In normal conditions, lean both equally like the picture below. If you were to watch this rider you would actually see him lift the bike on the inside pedal stroke if he is pedaling through the corner. If it's slippery (wet), I like to keep the bike more upright and lean the body.

BTW - See those bricks in the picture? They don't qualify as "normal."

TF


----------



## vonteity (Feb 13, 2005)

*Holy CRAP!*



TurboTurtle said:


> In normal conditions, lean both equally like the picture below. If you were to watch this rider you would actually see him lift the bike on the inside pedal stroke if he is pedaling through the corner. If it's slippery (wet), I like to keep the bike more upright and lean the body.
> 
> BTW - See those bricks in the picture? They don't qualify as "normal."
> 
> TF


Is that Hincapie?
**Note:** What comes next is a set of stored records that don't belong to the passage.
PR #12425, opened 2026-06-23
Skip finished workloads in elastic job ungater reconcile

sohankunkerkar:
#### What type of PR is this?
/kind cleanup

related to https://github.com/kubernetes-sigs/kueue/pull/12045#discussion_r3414461956

```release-note
NONE
```

## Summary by CodeRabbit

* **Bug Fixes**
  * Refined elastic job ungating behavior to only ungates workloads with active quota reservation, preventing unintended ungating of finished workloads that retain reserved quota.

* **Tests**
  * Added test coverage to verify finished workloads with reserved quota remain properly gated.

### DIFF
--- a/pkg/controller/elasticjobs/elastic_job_ungater.go
+++ b/pkg/controller/elasticjobs/elastic_job_ungater.go
@@ -105,13 +105,10 @@ func (r *elasticJobUngater) Reconcile(ctx context.Context, req reconcile.Request
 	if !r.expectationsStore.Satisfied(log, req.NamespacedName) {
 		return reconcile.Result{}, errPendingUngateOps
 	}
-	// Ungate pods for workloads that were admitted (including finished ones
-	// whose pods may still be gated after scale-up). Pending workloads that
-	// were never admitted keep their pods gated.
 	if !workloadslicing.IsElasticWorkload(wl) {
 		return reconcile.Result{}, nil
 	}
-	if !workload.IsAdmitted(wl) && !workload.HasQuotaReservation(wl) {
+	if !workload.HasActiveQuotaReservation(wl) {
 		return reconcile.Result{}, nil
 	}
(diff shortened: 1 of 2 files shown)


pkg/controller/elasticjobs/elastic_job_ungater.go
```diff
@@ -105,13 +105,11 @@ func (r *elasticJobUngater) Reconcile(ctx context.Context, req reconcile.Request
...
 	}
-	// Ungate pods for workloads that were admitted (including finished ones
-	// whose pods may still be gated after scale-up). Pending workloads that
-	// were never admitted keep their pods gated.
+	// Skip finished workloads and pending workloads that were never admitted.
 	if !workloadslicing.IsElasticWorkload(wl) {
 		return reconcile.Result{}, nil
 	}
-	if !workload.IsAdmitted(wl) && !workload.HasQuotaReservation(wl) {
+	if workload.IsFinished(wl) || (!workload.IsAdmitted(wl) && !workload.HasQuotaReservation(wl)) {
```
mimowo: Should we rather check !IsAdmissible() ? Seems to capture the intention better and cover some other cases

sohankunkerkar: I think switching to `HasActiveQuotaReservation` would help here as it covers finished, deactivated, and never-admitted in one check. Also changed `shouldUngate` to avoid enqueueing no-op reconciles

sohankunkerkar: After investigating, the original code is correct. Finished workloads with `QuotaReserved=True` need their pods ungated during elastic slice replacement, so skipping them breaks InTreeAutoscaling e2e tests deterministically. Closing this PR as the cleanup isn't safe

Mother of mercy... I wish I could corner like that.

For the novice who doesn't have this type of control...

1) scrub speed before you reach the corner
2) point your knee into the corner (or press your knee against the TT)
3) outside leg down (6 o'clock), weight on your outside leg
4) pull up on your outside handlebar (or push down on your inside)
5) look where you want to go
.. and you'll glide right through that corner.

Works for me... but I can't corner like _that_ ... yet.

Oh and... try not to corner when it's wet.


----------



## benInMA (Jan 22, 2004)

Yowsers...

You got that on video? If not I say that is a perfectly timed picture right before the rider lost some skin.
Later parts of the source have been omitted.